* [Instructions to follow]:
In the listing below, every line with the word "func" needs to be copied.

* [Material for the task]:
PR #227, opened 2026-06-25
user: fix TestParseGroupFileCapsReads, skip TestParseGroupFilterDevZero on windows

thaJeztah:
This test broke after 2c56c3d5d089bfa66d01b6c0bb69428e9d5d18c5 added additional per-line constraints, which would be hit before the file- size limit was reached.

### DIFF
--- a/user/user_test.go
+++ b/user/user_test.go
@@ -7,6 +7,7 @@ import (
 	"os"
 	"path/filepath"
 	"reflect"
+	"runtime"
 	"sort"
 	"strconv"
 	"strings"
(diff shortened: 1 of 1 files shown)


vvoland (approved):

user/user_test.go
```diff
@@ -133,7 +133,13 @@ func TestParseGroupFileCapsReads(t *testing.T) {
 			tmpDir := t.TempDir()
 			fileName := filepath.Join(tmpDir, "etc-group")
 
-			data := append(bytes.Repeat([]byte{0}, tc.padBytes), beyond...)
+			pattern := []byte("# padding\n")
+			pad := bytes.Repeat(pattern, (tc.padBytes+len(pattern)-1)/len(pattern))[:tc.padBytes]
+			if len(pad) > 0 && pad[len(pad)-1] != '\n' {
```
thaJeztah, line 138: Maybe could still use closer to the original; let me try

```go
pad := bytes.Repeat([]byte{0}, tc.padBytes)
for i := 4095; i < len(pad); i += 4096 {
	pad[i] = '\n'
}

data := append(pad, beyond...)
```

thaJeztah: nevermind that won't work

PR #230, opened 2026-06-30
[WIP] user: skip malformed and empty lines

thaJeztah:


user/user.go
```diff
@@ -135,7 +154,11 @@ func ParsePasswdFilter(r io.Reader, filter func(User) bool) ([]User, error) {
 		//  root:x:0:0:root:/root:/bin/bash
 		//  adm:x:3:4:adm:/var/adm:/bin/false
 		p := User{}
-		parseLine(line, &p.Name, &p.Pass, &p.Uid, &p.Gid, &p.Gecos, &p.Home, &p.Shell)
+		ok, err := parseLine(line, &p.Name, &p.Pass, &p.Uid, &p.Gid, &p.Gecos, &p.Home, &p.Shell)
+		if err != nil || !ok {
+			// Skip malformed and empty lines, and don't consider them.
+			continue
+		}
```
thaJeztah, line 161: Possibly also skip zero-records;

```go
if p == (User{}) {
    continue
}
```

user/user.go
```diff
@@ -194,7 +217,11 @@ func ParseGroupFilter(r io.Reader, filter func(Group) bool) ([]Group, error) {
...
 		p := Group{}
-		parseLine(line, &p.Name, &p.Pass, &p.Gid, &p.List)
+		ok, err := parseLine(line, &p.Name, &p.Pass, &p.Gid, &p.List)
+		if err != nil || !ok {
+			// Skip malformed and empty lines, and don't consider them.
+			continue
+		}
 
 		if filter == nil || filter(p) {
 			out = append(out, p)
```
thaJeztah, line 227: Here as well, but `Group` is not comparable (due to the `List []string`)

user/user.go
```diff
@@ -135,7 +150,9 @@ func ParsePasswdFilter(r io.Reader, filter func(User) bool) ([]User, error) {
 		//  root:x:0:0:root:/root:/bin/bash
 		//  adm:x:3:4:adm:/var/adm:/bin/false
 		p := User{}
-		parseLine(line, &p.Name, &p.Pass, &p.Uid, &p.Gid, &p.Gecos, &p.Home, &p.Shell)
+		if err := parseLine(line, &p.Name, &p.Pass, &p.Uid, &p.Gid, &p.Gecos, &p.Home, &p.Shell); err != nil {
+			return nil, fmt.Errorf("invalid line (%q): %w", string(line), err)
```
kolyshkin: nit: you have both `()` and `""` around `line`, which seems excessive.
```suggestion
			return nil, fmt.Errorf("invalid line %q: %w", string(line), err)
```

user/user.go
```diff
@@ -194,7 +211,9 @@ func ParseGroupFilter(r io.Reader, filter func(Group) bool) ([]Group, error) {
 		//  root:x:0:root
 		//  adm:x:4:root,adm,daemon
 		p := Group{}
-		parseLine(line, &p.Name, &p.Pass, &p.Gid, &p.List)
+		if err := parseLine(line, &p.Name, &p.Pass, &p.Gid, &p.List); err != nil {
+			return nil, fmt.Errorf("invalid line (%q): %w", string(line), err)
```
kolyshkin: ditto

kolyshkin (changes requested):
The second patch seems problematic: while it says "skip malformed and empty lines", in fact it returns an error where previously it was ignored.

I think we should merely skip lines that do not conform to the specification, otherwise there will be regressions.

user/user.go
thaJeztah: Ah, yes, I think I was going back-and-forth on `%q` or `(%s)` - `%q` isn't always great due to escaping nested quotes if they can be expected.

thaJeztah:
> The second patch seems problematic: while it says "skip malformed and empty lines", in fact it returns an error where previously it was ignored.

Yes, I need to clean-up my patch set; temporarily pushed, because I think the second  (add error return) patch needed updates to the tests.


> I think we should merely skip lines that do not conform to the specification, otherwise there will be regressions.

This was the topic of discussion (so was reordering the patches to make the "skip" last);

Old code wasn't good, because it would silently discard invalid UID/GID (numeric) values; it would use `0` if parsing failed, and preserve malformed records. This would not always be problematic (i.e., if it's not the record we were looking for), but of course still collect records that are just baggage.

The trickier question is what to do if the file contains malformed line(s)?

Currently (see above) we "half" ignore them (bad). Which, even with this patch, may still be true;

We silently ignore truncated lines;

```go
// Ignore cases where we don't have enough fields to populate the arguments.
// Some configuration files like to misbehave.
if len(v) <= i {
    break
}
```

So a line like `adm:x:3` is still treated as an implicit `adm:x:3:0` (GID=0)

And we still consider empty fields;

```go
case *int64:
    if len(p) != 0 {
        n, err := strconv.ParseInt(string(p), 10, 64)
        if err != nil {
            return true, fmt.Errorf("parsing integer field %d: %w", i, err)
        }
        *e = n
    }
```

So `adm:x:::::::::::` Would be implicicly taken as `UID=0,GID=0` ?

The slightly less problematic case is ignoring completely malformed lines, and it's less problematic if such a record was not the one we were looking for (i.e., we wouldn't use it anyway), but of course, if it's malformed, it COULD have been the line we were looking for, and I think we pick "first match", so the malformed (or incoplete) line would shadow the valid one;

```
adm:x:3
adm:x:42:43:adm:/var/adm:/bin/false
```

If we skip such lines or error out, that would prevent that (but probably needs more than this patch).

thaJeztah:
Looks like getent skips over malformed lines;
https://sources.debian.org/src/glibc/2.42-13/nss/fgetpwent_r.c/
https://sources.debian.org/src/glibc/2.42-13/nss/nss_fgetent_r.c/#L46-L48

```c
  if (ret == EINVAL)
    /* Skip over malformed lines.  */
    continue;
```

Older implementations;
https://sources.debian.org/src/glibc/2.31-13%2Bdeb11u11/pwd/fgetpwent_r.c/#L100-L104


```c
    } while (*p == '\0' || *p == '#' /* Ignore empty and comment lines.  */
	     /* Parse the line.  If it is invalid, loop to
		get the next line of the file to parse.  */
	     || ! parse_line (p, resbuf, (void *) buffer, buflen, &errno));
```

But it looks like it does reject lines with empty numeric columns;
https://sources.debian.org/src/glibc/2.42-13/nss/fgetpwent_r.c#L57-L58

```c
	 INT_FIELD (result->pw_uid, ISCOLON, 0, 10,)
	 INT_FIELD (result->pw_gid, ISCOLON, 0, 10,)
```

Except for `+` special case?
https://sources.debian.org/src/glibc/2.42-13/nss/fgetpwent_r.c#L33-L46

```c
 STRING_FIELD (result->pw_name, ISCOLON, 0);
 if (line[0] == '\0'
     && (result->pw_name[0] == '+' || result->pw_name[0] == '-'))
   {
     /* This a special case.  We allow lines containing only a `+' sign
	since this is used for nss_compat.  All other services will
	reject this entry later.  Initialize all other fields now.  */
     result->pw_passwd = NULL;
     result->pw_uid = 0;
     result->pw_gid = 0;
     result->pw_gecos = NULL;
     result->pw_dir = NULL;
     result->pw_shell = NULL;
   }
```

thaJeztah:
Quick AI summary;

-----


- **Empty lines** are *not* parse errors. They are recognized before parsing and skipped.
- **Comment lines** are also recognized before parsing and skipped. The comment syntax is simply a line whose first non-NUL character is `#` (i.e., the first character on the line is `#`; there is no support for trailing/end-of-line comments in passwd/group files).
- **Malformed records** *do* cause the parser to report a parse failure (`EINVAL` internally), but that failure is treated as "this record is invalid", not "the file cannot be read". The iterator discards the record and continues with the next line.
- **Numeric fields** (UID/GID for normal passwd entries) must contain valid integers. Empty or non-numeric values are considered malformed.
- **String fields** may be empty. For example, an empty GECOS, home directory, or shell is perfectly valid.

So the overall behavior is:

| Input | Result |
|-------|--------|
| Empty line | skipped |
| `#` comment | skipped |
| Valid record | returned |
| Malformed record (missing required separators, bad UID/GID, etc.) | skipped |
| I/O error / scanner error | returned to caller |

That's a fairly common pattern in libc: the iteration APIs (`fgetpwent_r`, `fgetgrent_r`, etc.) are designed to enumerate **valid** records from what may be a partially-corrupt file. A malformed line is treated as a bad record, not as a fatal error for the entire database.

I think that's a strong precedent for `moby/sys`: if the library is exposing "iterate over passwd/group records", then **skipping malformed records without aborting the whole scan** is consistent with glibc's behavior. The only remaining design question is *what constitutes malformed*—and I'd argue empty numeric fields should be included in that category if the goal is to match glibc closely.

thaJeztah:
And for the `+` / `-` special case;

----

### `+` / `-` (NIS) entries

* [Exercise answer]:
@@ -133,7 +133,13 @@ func TestParseGroupFileCapsReads(t *testing.T) {
@@ -135,7 +154,11 @@ func ParsePasswdFilter(r io.Reader, filter func(User) bool) ([]User, error) {
@@ -194,7 +217,11 @@ func ParseGroupFilter(r io.Reader, filter func(Group) bool) ([]Group, error) {
@@ -135,7 +150,9 @@ func ParsePasswdFilter(r io.Reader, filter func(User) bool) ([]User, error) {
@@ -194,7 +211,9 @@ func ParseGroupFilter(r io.Reader, filter func(Group) bool) ([]Group, error) {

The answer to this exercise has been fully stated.